Angiogénese é o processo de formação e crescimento de novos vasos sanguíneos a partir de vasos pré-existentes. Em condições fisiológicas é essencial no desenvolvimento embrionário, no crescimento dos tecidos, na ovulação, na formação do corpo lúteo e no processo de cicatrização e regeneração. Este processo é regulado por fatores pró- e antiangiogénicos, encontrando-se estes em equilíbrio dinâmico num adulto, em situações normais. Perturbações neste equilíbrio, conduzem ao crescimento ou à regressão dos vasos existentes e podem contribuir para o desenvolvimento de diversas doenças.
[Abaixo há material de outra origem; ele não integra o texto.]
PR #4580, opened 2022-07-14
Fix - Invert start and end angles for G02 commands in gcode interpreter

kForth:

This PR fixes a bug in the gcode interpreter that incorrectly calculated the min/max of `G02` commands.
`G2` commands have their start and end angles swapped so they may be treated as `G3` arcs, the angles do not get swapped for `G02` commands.

- Load one of the attached gcode files: [arc_test_files.zip](https://github.com/OctoPrint/OctoPrint/files/9113517/arc_test_files.zip)
- Observe the following model sizes:

| Filename                   | MinX Before | MinX After |
|:----------------------|-------------:|------------:|
| `test_arc_G2.gcode`   |         9.014  |         9.014 |
| `test_arc_G02.gcode` |         -7.089 |         9.014 |
| `test_arc_G3.gcode`   |         -7.089 |       -7.089 |
| `test_arc_G03.gcode` |         -7.089 |       -7.089 |

Not a ticket, but this is a bugfix for PR #4437.

| How G02 arcs are currently analyzed | How G02 arcs should be analyzed |
|:--------------------------------------:|:-----------------------------------:|
| bad_g02_arc | good_g02_arc |

### DIFF
--- a/src/octoprint/util/gcodeInterpreter.py
+++ b/src/octoprint/util/gcodeInterpreter.py
@@ -547,7 +547,7 @@ class gcode:
                 startAngle = math.atan2(oldPos.y - centerArc.y, oldPos.x - centerArc.x)
                 endAngle = math.atan2(pos.y - centerArc.y, pos.x - centerArc.x)
 
-                if gcode == "G2":
+                if gcode in ("G2", "G02"):
                     startAngle, endAngle = endAngle, startAngle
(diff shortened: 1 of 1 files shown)


cp2004 (approved):
👍 Thank you for the PR, I can confirm the issue & fix works as described.

Issue #4582, opened 2022-07-18
G02 or G03 are not interpreted as arcs in the gcodeviewer


cp2004:
### The problem

G2 and G3 commands are correctly rendered as arcs, however G02 and G03 commands are not and just render as direct straight lines. Discovered while testing #4580 

### Contribution help

*This issue may be suitable for a first-time contributor to fix & test*

Check the parsing of movement commands to see why G02/G03 commands are ignored

https://github.com/OctoPrint/OctoPrint/blob/a2e9aefe9c8a51120931e9b14bb95ebf9ea6c7f5/src/octoprint/plugins/gcodeviewer/static/js/viewer/worker.js#L405-L487

### Additional information & file uploads

[octoprint-systeminfo-20220718155606.zip](https://github.com/OctoPrint/OctoPrint/files/9132967/octoprint-systeminfo-20220718155606.zip)

kForth:
This seems to be a result of the following lines:

https://github.com/OctoPrint/OctoPrint/blob/a2e9aefe9c8a51120931e9b14bb95ebf9ea6c7f5/src/octoprint/plugins/gcodeviewer/static/js/viewer/worker.js#L482-L485

https://github.com/OctoPrint/OctoPrint/blob/a2e9aefe9c8a51120931e9b14bb95ebf9ea6c7f5/src/octoprint/plugins/gcodeviewer/static/js/viewer/renderer.js#L1074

A angiogénese patológica é, desta forma, caracterizada por uma neovascularização ineficaz ou excessiva e, assim sendo, estratégias terapêuticas que interfiram com a formação da vasculatura são consideradas de extrema importância na clínica.
A ideia de que a progressão tumoral seria dependente de neovascularização iniciou-se na década de 60. Algumas experiências demonstraram que, a sobrevida das células neoplásicas dos tumores sólidos não seria possível a partir do diâmetro de 2 a 3 mm se não fosse acompanhada da formação de novos vasos. Até este diâmetro os tumores recebem oxigénio e nutrientes por difusão simples, não sendo necessária irrigação por vasos sanguíneos próprios. A partir deste tamanho, na ausência de vascularização neoformada, o tumor deixa de crescer e ocorre morte celular.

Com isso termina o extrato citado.